L’un des atouts de l'exploitation –qui transforme près de 200.000 litres de lait– vient de la qualité de ses fromages et de l’extrême diversité de sa gamme, entre frais, mi-secs et secs. Qu’il s’agisse du "Saint Biquet", de la "Tour de Filletières", de la "Crotine", du "Bouton de culotte", du "Cabrilou", du "Charolais", du fromage sans sel, du fromage fort, de la brique, du lingot et du "Cœur cendré". Avec une préférence des consommateurs pour les deux premiers en mi-sec. Du fait de la diversité de ses débouchés, le Gaec peut vendre toute l’année. « Par exemple, l’été, nous ne vendons rien à Paris mais beaucoup à la ferme » précise Michel Lacharme.

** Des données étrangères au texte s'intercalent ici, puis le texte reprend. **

PR #3089, opened 2021-03-27
Move `isSVG` param to a flag on Internal

andrewiggins:
Remove the `isSvg` param from mount/patch/diff and instead set it as a `MODE_` flag on the relevant internals.

### DIFF
--- a/src/diff/props.js
+++ b/src/diff/props.js
@@ -7,7 +7,7 @@ import options from '../options';
  * changes to
  * @param {object} newProps The new props
  * @param {object} oldProps The old props
- * @param {boolean} isSvg Whether or not this node is an SVG node
+ * @param {number} isSvg 0 if not an SVG element, else it is an SVG element
  */
 export function diffProps(dom, newProps, oldProps, isSvg) {
 	let i;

Si la situation actuelle de la chèvrerie n’engendre pas d’inquiétude, l’âge des sociétaires imposera prochainement la recherche d’un ou deux nouveaux sociétaires lorsque Claude Jouve fera valoir ses droits à la retraite. « Nous ne recherchons pas un profil particulier. Le futur associé devra avoir un esprit d’ouverture et une réelle capacité d’adaptation, souligne Michel Lacharme. Il faut aussi avoir à l’esprit qu’il y a une énorme capacité de développement ». Cela passe notamment par la création d’un site Internet, par la mise en place d’un panneautage plus efficace ou encore par la réalisation d’outils de communication.

La fierté de son métier


Plus que tout, les trois associés ont une vraie fierté de leur métier. « Il y a un réel intérêt de faire un produit du début à la fin. Nous maîtrisons une certaine qualité et nous faisons des choix qui ne sont pas que techniques », rappelle Claude Jouve. « Notre production a un avenir. Ce ne sera pas forcément facile mais rien n’est facile aujourd’hui ». Pour sa part, Michel Lacharme estime que « nous sommes des acteurs du monde rural. Nous recevons beaucoup de monde, qu’il s’agisse de familles, de scolaires, de colonies de vacances,… L’idée est de ne rien cacher à personne, que ce soit au consommateur ou à l’administration ». Ce que confirme Mylène Larochette en insistant sur le fait que « le mot "Ferme" doit encore avoir une signification ».